- **DATA SECTION**
PR #444, opened 2021-05-28
Expanded `TextBuffer` interface to allow borrowed values.

Zenithsiz:
Previously the `TextBuffer` trait only allowed owned values, since it relied on `Clone`, `Default` and `'static`.
This allows it to use borrowed values.

A possible use case for this is creating a buffer which has dynamic max length:
```rust
struct LimitedStringBuffer<'a> {
    text: &'a mut String,
    max_len: usize,
}
```

This wasn't possible in the previous api, as `Default` and `Clone` cannot be implemented for this struct, and it wasn't `'static`.

All new trait methods have a default impl using the existing 2 methods, so this is backwards compatible and also suffers from no performance loss on `String`s due to them implementing these new methods.

### DIFF
--- a/egui/src/widgets/text_edit.rs
+++ b/egui/src/widgets/text_edit.rs
@@ -5,11 +5,11 @@ use std::ops::Range;
 #[derive(Clone, Debug, Default)]
 #[cfg_attr(feature = "persistence", derive(serde::Deserialize, serde::Serialize))]
 #[cfg_attr(feature = "persistence", serde(default))]
-pub(crate) struct State<S: TextBuffer> {
+pub(crate) struct State {
     cursorp: Option<CursorPair>,
 
     #[cfg_attr(feature = "persistence", serde(skip))]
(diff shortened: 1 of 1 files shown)


emilk:
I wanted to wait with this until https://github.com/emilk/egui/pull/412 is in, and now it is.

This seems like a good idea, but there is a conflict with the above PR: we now make a clone of the text each frame (not great, not terrible) to easily detect and report changes for screen readers. This would have to change to instead of cloning into an `S` to clone into a `String` (e.g. call `text.to_string()` instead of `text.clone()`)

Zenithsiz:
It should also be possible to reuse the buffer by storing it somewhere, which would avoid an allocation every frame, and instead just do `old_text.clone_from(text.as_ref())`.

I haven't implemented that however, as I'm not sure where I could store the old buffer, nor if it would be a good idea.
Have rebased on master though.

emilk (approved):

- **ABOUT THIS TASK**
Line by line, set down the material exactly as given.

- **RESULT**
PR #444, opened 2021-05-28
Expanded `TextBuffer` interface to allow borrowed values.

Zenithsiz:
Previously the `TextBuffer` trait only allowed owned values, since it relied on `Clone`, `Default` and `'static`.
This allows it to use borrowed values.

A possible use case for this is creating a buffer which has dynamic max length:
```rust
struct LimitedStringBuffer<'a> {
    text: &'a mut String,
    max_len: usize,
}
```

This wasn't possible in the previous api, as `Default` and `Clone` cannot be implemented for this struct, and it wasn't `'static`.

All new trait methods have a default impl using the existing 2 methods, so this is backwards compatible and also suffers from no performance loss on `String`s due to them implementing these new methods.

### DIFF
--- a/egui/src/widgets/text_edit.rs
+++ b/egui/src/widgets/text_edit.rs
@@ -5,11 +5,11 @@ use std::ops::Range;
 #[derive(Clone, Debug, Default)]
 #[cfg_attr(feature = "persistence", derive(serde::Deserialize, serde::Serialize))]
 #[cfg_attr(feature = "persistence", serde(default))]
-pub(crate) struct State<S: TextBuffer> {
+pub(crate) struct State {
     cursorp: Option<CursorPair>,
 
     #[cfg_attr(feature = "persistence", serde(skip))]
(diff shortened: 1 of 1 files shown)


emilk:
I wanted to wait with this until https://github.com/emilk/egui/pull/412 is in, and now it is.

This seems like a good idea, but there is a conflict with the above PR: we now make a clone of the text each frame (not great, not terrible) to easily detect and report changes for screen readers. This would have to change to instead of cloning into an `S` to clone into a `String` (e.g. call `text.to_string()` instead of `text.clone()`)

Zenithsiz:
It should also be possible to reuse the buffer by storing it somewhere, which would avoid an allocation every frame, and instead just do `old_text.clone_from(text.as_ref())`.

I haven't implemented that however, as I'm not sure where I could store the old buffer, nor if it would be a good idea.
Have rebased on master though.

emilk (approved):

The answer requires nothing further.